Matlab vectorization of multiple embedded for loops

Suppose you have 5 vectors: v_1, v_2, v_3, v_4 and v_5. These vectors each contain a range of values from a minimum to a maximum. So for example:
v_1 = minimum_value:step:maximum_value;
Each of these vectors uses the same step size but has a different minimum and maximum value. Thus they are each of a different length.
A function F(v_1, v_2, v_3, v_4, v_5) is dependant on these vectors and can use any combination of the elements within them. (Apologies for the poor explanation). I am trying to find the maximum value of F and record the values which resulted in it. My current approach has been to use multiple embedded for loops as shown to work out the function for every combination of the vectors elements:
% Set the temp value to a small value
temp = 0;
% For every combination of the five vectors use the equation. If the result
% is greater than the one calculated previously, store it along with the values
% (postitions) of elements within the vectors
for a=1:length(v_1)
for b=1:length(v_2)
for c=1:length(v_3)
for d=1:length(v_4)
for e=1:length(v_5)
% The function is a combination of trigonometrics, summations,
% multiplications etc..
Result = F(v_1(a), v_2(b), v_3(c), v_4(d), v_5(e))

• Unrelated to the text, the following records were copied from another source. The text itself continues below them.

PR #24272, opened 2023-03-19
ECM/GED : dol_copy same params than dol_move

rycks:
dol_move can call antivirus and index file into database, but dol_copy not ... here is a patch to add that options to dol_copy

### DIFF
--- a/htdocs/core/lib/files.lib.php
+++ b/htdocs/core/lib/files.lib.php
@@ -707,12 +707,14 @@ function dolReplaceInFile($srcfile, $arrayreplacement, $destfile = '', $newmask 
  * @param	string	$destfile			Destination file (can't be a directory)
  * @param	int		$newmask			Mask for new file (0 by default means $conf->global->MAIN_UMASK). Example: '0666'
  * @param 	int		$overwriteifexists	Overwrite file if exists (1 by default)
+ * @param   int     $testvirus          Do an antivirus test. Move is canceled if a virus is found.
+ * @param	int		$indexdatabase		Index new file into database.
  * @return	int							<0 if error, 0 if nothing done (dest file already exists and overwriteifexists=0), >0 if OK
  * @see		dol_delete_file() dolCopyDir()
  */
-function dol_copy($srcfile, $destfile, $newmask = 0, $overwriteifexists = 1)
+function dol_copy($srcfile, $destfile, $newmask = 0, $overwriteifexists = 1, $testvirus = 0, $indexdatabase = 1)
 {
-	global $conf;
+	global $conf, $db, $user;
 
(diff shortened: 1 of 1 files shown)


htdocs/core/lib/files.lib.php
```diff
@@ -754,7 +767,64 @@ function dol_copy($srcfile, $destfile, $newmask = 0, $overwriteifexists = 1)
...
+
+			if ($resultecm > 0) {
+				$result = true;
+			} else {
+				$result = false;
+			}
+		}
+	}
+
+	return $result;
```
eldy, line 827: result must be int (3 different values possible)

htdocs/core/lib/files.lib.php
```diff
@@ -754,7 +767,64 @@ function dol_copy($srcfile, $destfile, $newmask = 0, $overwriteifexists = 1)
...
+			if ($resultecm < 0) {
+				dol_syslog("Create ECM file ok", LOG_DEBUG);
+				setEventMessages($ecmfile->error, $ecmfile->errors, 'warnings');
+			} else {
+				dol_syslog("Create ECM file error", LOG_DEBUG);
+				setEventMessages($ecmfile->error, $ecmfile->errors, 'warnings');
+			}
+
+			if ($resultecm > 0) {
+				$result = true;
```
eldy, line 820: result must be int (3 different values possible)

htdocs/core/lib/files.lib.php
```diff
@@ -707,12 +707,14 @@ function dolReplaceInFile($srcfile, $arrayreplacement, $destfile = '', $newmask
  * @param	string	$destfile			Destination file (can't be a directory)
  * @param	int		$newmask			Mask for new file (0 by default means $conf->global->MAIN_UMASK). Example: '0666'
  * @param 	int		$overwriteifexists	Overwrite file if exists (1 by default)
+ * @param   int     $testvirus          Do an antivirus test. Move is canceled if a virus is found.
+ * @param	int		$indexdatabase		Index new file into database.
  * @return	int							<0 if error, 0 if nothing done (dest file already exists and overwriteifexists=0), >0 if OK
  * @see		dol_delete_file() dolCopyDir()
  */
-function dol_copy($srcfile, $destfile, $newmask = 0, $overwriteifexists = 1)
+function dol_copy($srcfile, $destfile, $newmask = 0, $overwriteifexists = 1, $testvirus = 0, $indexdatabase = 1)
```
eldy, line 715: Having index database to 1 by default was an error in dol_move. Because this param is not used yet and default behaviour is to not have indexing, i suggest to introduct the param with the default value  indexdatabase = 0  here.

PR #24278, opened 2023-03-20
Bugfix fetch_optionals before the line update to not lose the invisible fields

MaximilienR-easya:
# Fix
Fix a problem where I was losing my invisible extra fields data every time I was updating a line inside fichinter card

Now we fetch the extra fields before doing an array_merge to update the EF changed and not lose the invisible EF data

### DIFF
--- a/htdocs/fichinter/card.php
+++ b/htdocs/fichinter/card.php
@@ -605,7 +605,8 @@ if (empty($reshook)) {
 		// Extrafields
 		$extrafields->fetch_name_optionals_label($object->table_element_line);
 		$array_options = $extrafields->getOptionalsFromPost($object->table_element_line);
-		$objectline->array_options = $array_options;
+		$objectline->fetch_optionals();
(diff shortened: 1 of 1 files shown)


htdocs/fichinter/card.php
```diff
@@ -605,7 +605,8 @@
 		// Extrafields
 		$extrafields->fetch_name_optionals_label($object->table_element_line);
 		$array_options = $extrafields->getOptionalsFromPost($object->table_element_line);
-		$objectline->array_options = $array_options;
+		$objectline->fetch_optionals();
```
eldy, line 608: The fetch_optionals() has already be done into the 
if ($objectline->fetch($lineid)

eldy: You're right. Because every fetch() should contains the fetch_optionals(), I pushed a different fix that include the fetch_optional inside the fetch (like for other objects).

PR #24284, opened 2023-03-20
fix : Warning: Undefined property: stdClass:: in /home/httpd/vhosts/a…

grandoc:
…flac.fr/domains/dev.aflac.fr/httpdocs/admin/dict.php on line 2456


htdocs/admin/dict.php
```diff
@@ -2355,7 +2355,7 @@ function fieldList($fieldlist, $obj = '', $tabname = '', $context = '')
 	$withentity = '';
 
 	foreach ($fieldlist as $field => $value) {
-		if ($value == 'entity') {
+		if (isset($entity) && $value == 'entity') {
```
eldy, line 2358: isset($entity) will always be false.

PR #24788, opened 2023-05-16
New attributes on supplier proposal card

KiVoilaJe:
Edit attributes on supplier proposal card

Modification by changing the table when multicurrency is on, with the amounts, passing from 8 lines to 5.
example :
Amount HT 1,00€ $1,00


KiVoilaJe:
Capture d’écran du 2023-05-17 00-10-42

% If the value of Result is greater that the previous value,
% store it and record the values of 'a','b','c','d' and 'e'
if Result > temp;
temp = Result;
f = a;
g = b;
h = c;
i = d;
j = e;
end
end
end
end
end
end
This gets incredibly slow, for small step sizes. If there are around 100 elements in each vector the number of combinations is around 100*100*100*100*100. This is a problem as I need small step values to get a suitably converged answer.
I was wondering if it was possible to speed this up using Vectorization, or any other method. I was also looking at generating the combinations prior to the calculation but this seemed even slower than my current method. I haven't used Matlab for a long time but just looking at the number of embedded for loops makes me think that this can definitely be sped up. Thank you for the suggestions.
No matter how you generate your parameter combination, you will end up calling your function F 100^5 times. The easiest solution would be to use parfor instead in order to exploit multi-core calculation. If you do that, you should store the calculation results and find the maximum after the loop, because your current approach would not be thread-safe.
Having said that and not knowing anything about your actual problem, I would advise you to implement a more structured approach, like first finding a coarse solution with a bigger step size and narrowing it down successivley by reducing the min/max values of your parameter intervals. What you have currently is the absolute brute-force method which will never be very effective.